* Task statement *
Run through the data and copy out every line that mentions the word "explicit".
══ Data to examine ══
PR #304, opened 2021-06-22
Make parent document's `fileName` a `storedField` by default

### LINKED ISSUE #303: add `fileName` to `savedFields` array in `core`'s config file

danebell:
In the Odinson API, multiple endpoints rely on the parent file being available to return or consume. This is only possible if the `parentDocFieldFileName` is stored in the index. This fact was undiscovered because there were no tests for these endpoints. These changes add `parentDocFieldFileName` to the `storedFields`, add simple tests for the 4 endpoints in question, and edit the `storedFields` comment to encourage the use of `parentDocFieldFileName`.

Closes #303

### DIFF
--- a/CHANGES.md
+++ b/CHANGES.md
@@ -6,7 +6,9 @@ The format is based on [Keep a Changelog](https://keepachangelog.com/en/1.0.0/).
 
 ## [Unreleased]
 ### Added
+- Added tests for metadata and parent API calls in backend.
 ### Changed
+- Parent document filenames are stored by default.
 
 ## [0.4.0] - 2021-06-07
 ### Added
@@ -14,12 +16,10 @@ The format is based on [Keep a Changelog](https://keepachangelog.com/en/1.0.0/).
 - Enhanced term-freq endpoint to allow filtering as well as grouping by a second field.
 - Added ability to Mentions to populate their lexical content ([#274](https://github.com/lum-ai/odinson/pull/274))
 - Added tests for parent queries in core and backend.
-- Added tests for metadata and parent API calls in backend. 
 ### Changed
 - Dependencies now stored as BinaryDocValuesField (previously SortedDocValuesField) to allow for larger graphs ([#283](https://github.com/lum-ai/odinson/pull/283)).
 - Moved responsibility for getting lexical content from ExtractorEngine to DataGatherer ([#274](https://github.com/lum-ai/odinson/pull/274))
 - Metadata is now indexed as TokensFields instead of StringFields.
-- Parent document filenames are stored by default.
 
 ## [0.3.0] - 2021-02-18
 ### Added 
--- a/CHANGES.md
+++ b/CHANGES.md
@@ -6,8 +6,8 @@ The format is based on [Keep a Changelog](https://keepachangelog.com/en/1.0.0/).
 
 ## [Unreleased]
 ### Added
-- Added tests for metadata and parent API calls in backend.
 - Added tags-vocabulary endpoint to API for index-specific part-of-speech tags.
+- Added tests for metadata and parent API calls in backend.
 ### Changed
 - Parent document filenames are stored by default.
 
--- a/CHANGES.md
+++ b/CHANGES.md
@@ -14,10 +14,12 @@ The format is based on [Keep a Changelog](https://keepachangelog.com/en/1.0.0/).
 - Enhanced term-freq endpoint to allow filtering as well as grouping by a second field.
 - Added ability to Mentions to populate their lexical content ([#274](https://github.com/lum-ai/odinson/pull/274))
 - Added tests for parent queries in core and backend.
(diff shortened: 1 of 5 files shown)


BeckySharp:
@danebell should we enforce it too? like here:
https://github.com/lum-ai/odinson/blob/master/core/src/main/scala/ai/lum/odinson/OdinsonIndexWriter.scala#L283

or is that a bad idea?
if we don't enforce it, we should maybe change the "must" for that one to something like "should contain, except in extenuating circumstances" or something....

thoughts?

BeckySharp:
> @danebell should we enforce it too? like here:
> https://github.com/lum-ai/odinson/blob/master/core/src/main/scala/ai/lum/odinson/OdinsonIndexWriter.scala#L283
> 
> or is that a bad idea?
> if we don't enforce it, we should maybe change the "must" for that one to something like "should contain, except in extenuating circumstances" or something....
> 
> thoughts?

@danebell it could also be enforced in the backend -- for example, the `storedFields` value is written in the index settings file, so the backend could consult that and complain if it wasn't stored?

danebell:
I guess I'm torn. It's conceivable that someone could create an index and never use the API at all, right? But if that field goes missing for someone who does need to run the API, they need to know what's going wrong. The backend isn't invoked at all (AFAIK) in indexing, so it would have to complain only after you'd done your indexing and are trying to start up the API, right? 

What I want is for a person who intends to use the API to have prior warning that some endpoints won't work without the filename, but not impose that requirement on anyone planning to use Odinson in other ways.

BeckySharp:
> @BeckySharp I guess I'm torn. It's conceivable that someone could create an index and never use the API at all, right? But if that field goes missing for someone who does need to run the API, they need to know what's going wrong. The backend isn't invoked at all (AFAIK) in indexing, so it would have to complain only after you'd done your indexing and are trying to start up the API, right?

true
 
> What I want is for a person who intends to use the API to have prior warning that some endpoints won't work without the filename, but not impose that requirement on anyone planning to use Odinson in other ways.

yes -- not all users will use the API, some will use it programmatically as a library.

> Maybe the indexing could issue an informative warning if the filename isn't stored.

that makes sense to me.  maybe before we merge this we/you add (if these aren't already done):
- check in the controller or wherever that checks the settings.json file to make sure the filename was one of the stored fields and if not issues an appropriate error message
- add the warning in the IndexWriter?

myedibleenso:
>it could also be enforced in the backend -- for example, the storedFields value is written in the index settings file, so the backend could consult that and complain if it wasn't stored?

This is a good compromise.  Aside from logging a warning whenever an endpoint is called when this is missing, we could also add a field to the response for the /corpus endpoint indicating whether or not this field is stored:

https://github.com/lum-ai/odinson/blob/cdaa89cb0a763443db8198eee5b401fe685ab6ef/backend/conf/routes#L39
https://github.com/lum-ai/odinson/blob/cdaa89cb0a763443db8198eee5b401fe685ab6ef/backend/app/controllers/OdinsonController.scala#L696-L700

myedibleenso (commented):
This looks good, but I think we should discuss https://github.com/lum-ai/odinson/pull/304#issuecomment-866220278

danebell:
@myedibleenso 
> This is a good compromise. Aside from logging a warning whenever an endpoint is called when this is missing, we could also add a field to the response for the /corpus endpoint indicating whether or not this field is stored:

How about a key showing all the `storedFields`? It isn't as explicit about the need for `parentDocFieldFileName` to be stored, but I don't think a key for that would be very clear to most users anyway.

@BeckySharp 
> * check in the controller or wherever that checks the settings.json file to make sure the filename was one of the stored fields and if not issues an appropriate error message

I agree this is a good idea. Unsure of what the appropriate error message would be. I think the current error message is very uninformative. Should this be a server-side error that halts the API starting, or a client-side 500 status code showing that the server is misconfigured?

myedibleenso:
>How about a key showing all the storedFields? It isn't as explicit about the need for parentDocFieldFileName to be stored, but I don't think a key for that would be very clear to most users anyway

Yeah, that sounds good.  Do you think `/corpus` is that the right endpoint?  Or should we have  something like `/corpus/details`?

>Should this be a server-side error that halts the API starting, or a client-side 500 status code showing that the server is misconfigured?

I think it should be a server-side error, but it shouldn't prevent the API from starting.  Not every endpoint relies on that field.  For those that do, you'd want an informative error returned.

danebell:
> Yeah, that sounds good. Do you think `/corpus` is that the right endpoint? Or should we have something like `/corpus/details`?

I think it'd be fine in `/corpus`, but I'm not too clear on the use cases, so I could be wrong. It's not that much more information to pass along.

> I think it should be a server-side error, but it shouldn't prevent the API from starting. Not every endpoint relies on that field. For those that do, you'd want an informative error returned.

Okay, that makes sense.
═══
* Response to this task *
How about a key showing all the `storedFields`? It isn't as explicit about the need for `parentDocFieldFileName` to be stored, but I don't think a key for that would be very clear to most users anyway.
>How about a key showing all the storedFields? It isn't as explicit about the need for parentDocFieldFileName to be stored, but I don't think a key for that would be very clear to most users anyway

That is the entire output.